How can I dynamically create models based on a variable list in dbt? (without creating a .sql for each var)

The problem I’m having

I need to dynamically create dbt models based on a variable list instead of manually maintaining a separate .sql file for each model. The list of models can change frequently, so I want dbt to generate models at runtime based on configuration.

The challenge is that dbt seems to require .sql files to exist in models/ before running dbt run, and I’m unsure how to dynamically create models without manually creating them beforehand.

The context of why I’m trying to do this

I have different schemas of salesforce objects and I need a more scalable way to output transformed standard and custom object tables with formulas (based on the sfdc_formula_view macro).
We need to create formula tables for different Salesforce objects, such as:

• opportunity
• account
• custom_object_name_c
• another_custom_object_name_c

Instead of creating and maintaining a static .sql file for each Salesforce object, I want a way to generate these models dynamically based on a variable in dbt_project.yml:

vars:
  salesforce_objects_with_formulas: ["opportunity", "account", "custom_object_name_c", "another_custom_object_name_c"]

Ideally, this should allow:

  1. Auto-generating dbt models for each object in the list. It really would be a select *, but with also the additional SFDC formulas

  2. Keeping the models fully functional so that they can be materialized in dbt run.

  3. Avoiding unnecessary manual .sql file creation every time a new Salesforce object needs formula extraction.

What I’ve already tried

  • I tried looping inside a single .sql model, but dbt only allows one model per file, so only the last iteration ran.
    So theoretically something like this
{% set salesforce_objects = var('salesforce_objects_with_formulas', []) %}

{% for sfdc_object in salesforce_objects %}

    {{ config(
        alias='int_salesforce_' ~ sfdc_object ~ '_with_formulas',
        materialized='table'
    ) }}

    {{ salesforce_formula_utils.sfdc_formula_view(source_table=sfdc_object, materialization='table') }}

{% endfor %}
  • I considered using dbt run-operation to generate models in memory, but it seems dbt requires .sql files in the models/ directory before dbt run will recognize them. I was really hoping in-memory models was possible!
  • I attempted using a macro to define models dynamically, but dbt run did not pick up the generated models.

Instead of using Jinja to generate the models in memory, what if you used that Jinja code to generate actual .sql files? Since you define the variables in your dbt_project.yml and would need to update the project anyway with new variables, you could just generate .sql files anytime you had a new entry to your array variable.

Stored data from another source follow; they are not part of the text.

PR #2138, opened 2018-10-26
[M] 1650635: Fix addons & roles compliance mismatch in rules (ENT-930)

nikosmoum:
Fixes a few things on the back of previous work
to make roles & addons behave similarly to products
in terms of compliance:

- Fix deserialization error by providing a non-compliance reason
of addons and roles in the form of CSV for the whole pool stack,
instead of in the form of an array.
- Alter rules' use of product attribute name from 'role' to 'roles'
as agreed with IT.
- Check for role/addon compliance against each separate value in the
CSV of the role/addon product attribute strings.
- Added proper Compliance Reason output strings for role/addon
mismatch to show to the user.
- Added spec tests that check mismatched role/addons does not
result to failure and the proper reasons are returned.

### DIFF
--- a/server/src/main/resources/rules/rules.js
+++ b/server/src/main/resources/rules/rules.js
@@ -1,4 +1,4 @@
-// Version: 5.29
+// Version: 5.30
 
 /*
  * Default Candlepin rule set.
@@ -55,6 +55,8 @@ var ARCH_FACT = "uname.machine";
 var IS_VIRT_GUEST_FACT = "virt.is_guest";
 var STORAGE_BAND_USAGE = "band.storage.usage";
 var PROD_ARCHITECTURE_SEPARATOR = ",";
+var PROD_ROLE_SEPARATOR = ",";
+var PROD_ADDON_SEPARATOR = ",";
 
 // Product attribute names
 var SOCKETS_ATTRIBUTE = "sockets";
@@ -74,7 +76,7 @@ var VCPU_ATTRIBUTE = "vcpu";
 var MULTI_ENTITLEMENT_ATTRIBUTE = "multi-entitlement";
 var STACKING_ID_ATTRIBUTE = "stacking_id";
 var STORAGE_BAND_ATTRIBUTE = "storage_band";
-var ROLE_ATTRIBUTE = "role";
+var ROLES_ATTRIBUTE = "roles";
 var ADDONS_ATTRIBUTE = "addons";
 
 // caller types
@@ -115,7 +117,7 @@ var PHYSICAL_ATTRIBUTES = [
     ARCH_ATTRIBUTE,
     GUEST_LIMIT_ATTRIBUTE,
     STORAGE_BAND_ATTRIBUTE,
-    ROLE_ATTRIBUTE,
+    ROLES_ATTRIBUTE,
     ADDONS_ATTRIBUTE
 ];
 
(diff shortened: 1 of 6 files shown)


nikosmoum:
@jturel  This should fix the rules issue. One thing to note: the Product attribute name for role is 'roles', not 'role' (in the server, since a Product can support multiple roles in a CSV format, similarly to addons, even though a consumer can have only a single role specified, which is why the syspurpose attribute on the client is called 'role').

To import the rules, either do a POST in the /rules API with the contents of the new rules file, or alternatively, you can paste the whole rules.js contents into the cp_rules.rules_blob column in the database.

jturel:
@nikosmoum thank you! once the build goes green I'll give the rules a test.

jturel:
@nikosmoum looks like some other nice fixes have come in but now this needs a rebase. I was hoping to demo syspurpose in our community demo this Thursday.. Any chance this will be merged before then so that I can request a build?

nikosmoum:
@jturel looking at it now, I will try to get it in by Thursday but I wouldn't bet on it

jturel:
Thanks, it's not a real problem - I can demo the feature next time which will give plenty of time for this to be finished, but now I can plan accordingly.

nikosmoum:
Notes for reviewers: 
* I did a rebase because another PR (#2143) that fixed the main deserialization error this PR was trying to fix was merged first. The rest of the changes here are still valuable.
* I want to bring attention to a specific point in this PR. I'd like to verify that the logic being tested by the new unit tests I added in AutobindRulesTest.java is correct. Specifically, the logic tested by the `testSelectBestPoolsShouldNotSelectPoolWithMismatchedRole` and the `testSelectBestPoolsShouldNotSelectPoolWithMismatchedAddon` (look to their comments for details).

server/src/main/resources/rules/rules.js
```diff
@@ -74,7 +76,7 @@ var VCPU_ATTRIBUTE = "vcpu";
 var MULTI_ENTITLEMENT_ATTRIBUTE = "multi-entitlement";
 var STACKING_ID_ATTRIBUTE = "stacking_id";
 var STORAGE_BAND_ATTRIBUTE = "storage_band";
-var ROLE_ATTRIBUTE = "role";
+var ROLES_ATTRIBUTE = "roles";
```
jturel: Is this an internal change or will this change something about the output of the compliance event that might require katello to change?

nikosmoum: The output of the syspurpose compliance event won't change, because it is about the compliance of a specific consumer, who can only have a single role specified. This change was required because the Product attribute, as agreed with IT, is called `roles`, and not `role` as seen [here](https://github.com/candlepin/candlepin/blob/7c6859c68821767e45e689eb1278bed090ed85c4/server/src/main/java/org/candlepin/model/Product.java#L135). That is because a Product/SKU can have multiple roles (comma-separated list, similarly to how the `arch` and `addons` attributes work).

@kahowell can you verify that my understanding is correct if possible (this is what I understand from reading the code, and what we've agreed with IT)?

nikosmoum:
Hi @jturel Yes, another PR will address this. The original issue and fix of this PR was fixing a behaviour that shouldn't be there in the first place. Instead, the proper fixes of that behavior will be in other PRs. The issues involved (for master) are: https://bugzilla.redhat.com/show_bug.cgi?id=1652737 and https://bugzilla.redhat.com/show_bug.cgi?id=1652967 (not sure when PRs for these will be up, because we're currently working on the 2.3 clones of these for a build for IT, but soon enough I hope).

PR #2141, opened 2018-11-02
[2.5] 1645673: Fixed an issue with syspurpose changes not updating status

Ceiu:
- Fixed an issue with changes to system purpose not causing the
  syspurpose compliance status hash to be updated, events
  generated, nor system purpose status to be retained.


wottop:
ack

PR #2143, opened 2018-11-02
1640215: Fix incorrect partial compliance status on consumers

awood:
If a consumer does not specify a syspurpose attribute (role, usage,
etc.), do not mark them partially compliant if they attach to a pool
that provides that attribute.

This commit also fixes a Jackson error that I discovered while writing
the test cases.  Jackson was attempting to deserialize compliance reason
JSON to a Map<String, String> when the JSON had arrays as the values
instead.

### DIFF
--- a/server/src/main/java/org/candlepin/policy/SystemPurposeComplianceRules.java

This way, you can make sure you have tests and that your generated code is valid

Thanks for the suggestion! I see the benefit of generating .sql files so dbt can handle them properly, but in my case, I’m working with many different clients who have their own transformations and their own Salesforce objects. Manually creating or auto-generating separate .sql files for each object feels unscalable in the long term.

Today there’s a strong 1 file → 1 object pairing in dbt, but this definitely comes up from time to time and you’re describing a compelling use case!

For now I’ll suggest opening an issue - I thought we already had one but I can’t find it :thinking:

An objectively terrible idea that you really shouldn't do but might work

I have to emphasise that this is my personal idea and not something that dbt Labs recommends or promises will not break in weird ways in the future, but…

If you don’t mind making objects that don’t directly participate in the DAG, you can technically invoke dbt multiple times, and give the single model a different alias each time.

You should mind making objects that don’t participate in the DAG though - I’m not that familiar with the Salesforce formulae so I don’t know how practical that is.

It might not be so messy if you can union them all into one table later, using something like get_relations_by_pattern?

More pragmatically, could you run the Fivetran-provided script to generate the appropriate models on a GitHub action or something, so that the models are automatically persisted into your project?